■ **Dataset entries**
____________________
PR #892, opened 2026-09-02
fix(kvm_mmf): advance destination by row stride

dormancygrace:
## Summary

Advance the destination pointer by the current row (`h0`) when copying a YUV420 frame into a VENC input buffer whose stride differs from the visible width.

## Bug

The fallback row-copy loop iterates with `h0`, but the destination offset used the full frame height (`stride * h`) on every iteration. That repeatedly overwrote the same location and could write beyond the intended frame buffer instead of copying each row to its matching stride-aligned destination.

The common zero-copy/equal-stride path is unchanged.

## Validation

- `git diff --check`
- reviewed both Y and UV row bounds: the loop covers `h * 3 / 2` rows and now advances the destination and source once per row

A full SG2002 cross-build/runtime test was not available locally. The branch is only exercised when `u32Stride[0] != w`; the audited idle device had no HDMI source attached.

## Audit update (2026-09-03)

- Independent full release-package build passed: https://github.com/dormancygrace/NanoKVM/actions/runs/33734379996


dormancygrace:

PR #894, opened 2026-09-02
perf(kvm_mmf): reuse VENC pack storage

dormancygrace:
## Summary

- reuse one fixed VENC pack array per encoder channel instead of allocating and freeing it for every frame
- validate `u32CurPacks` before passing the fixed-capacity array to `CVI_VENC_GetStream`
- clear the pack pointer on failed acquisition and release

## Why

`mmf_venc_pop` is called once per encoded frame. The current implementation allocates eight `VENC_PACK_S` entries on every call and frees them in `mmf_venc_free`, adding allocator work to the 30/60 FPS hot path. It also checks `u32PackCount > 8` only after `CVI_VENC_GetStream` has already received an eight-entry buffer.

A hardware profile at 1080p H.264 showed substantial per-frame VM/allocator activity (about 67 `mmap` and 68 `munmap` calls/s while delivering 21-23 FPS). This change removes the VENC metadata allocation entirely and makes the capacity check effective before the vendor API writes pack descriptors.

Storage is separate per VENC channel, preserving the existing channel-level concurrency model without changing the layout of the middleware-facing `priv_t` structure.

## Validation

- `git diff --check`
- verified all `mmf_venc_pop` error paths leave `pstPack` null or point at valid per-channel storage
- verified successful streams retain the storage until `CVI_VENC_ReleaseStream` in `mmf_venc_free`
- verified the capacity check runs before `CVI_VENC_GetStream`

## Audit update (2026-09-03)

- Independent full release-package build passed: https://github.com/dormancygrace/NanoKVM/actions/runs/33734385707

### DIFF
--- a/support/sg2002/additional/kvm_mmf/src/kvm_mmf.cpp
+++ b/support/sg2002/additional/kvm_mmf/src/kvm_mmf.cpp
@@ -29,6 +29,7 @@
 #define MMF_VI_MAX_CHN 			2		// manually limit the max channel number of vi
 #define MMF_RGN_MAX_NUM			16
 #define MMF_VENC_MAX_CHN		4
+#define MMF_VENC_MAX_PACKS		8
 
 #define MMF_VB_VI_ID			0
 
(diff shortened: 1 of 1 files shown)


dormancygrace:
____________________
■ **About this exercise**
In the entries above, find each line with the string "verified" and copy it.

■ **Answer to this task**
- verified all `mmf_venc_pop` error paths leave `pstPack` null or point at valid per-channel storage
- verified successful streams retain the storage until `CVI_VENC_ReleaseStream` in `mmf_venc_free`
- verified the capacity check runs before `CVI_VENC_GetStream`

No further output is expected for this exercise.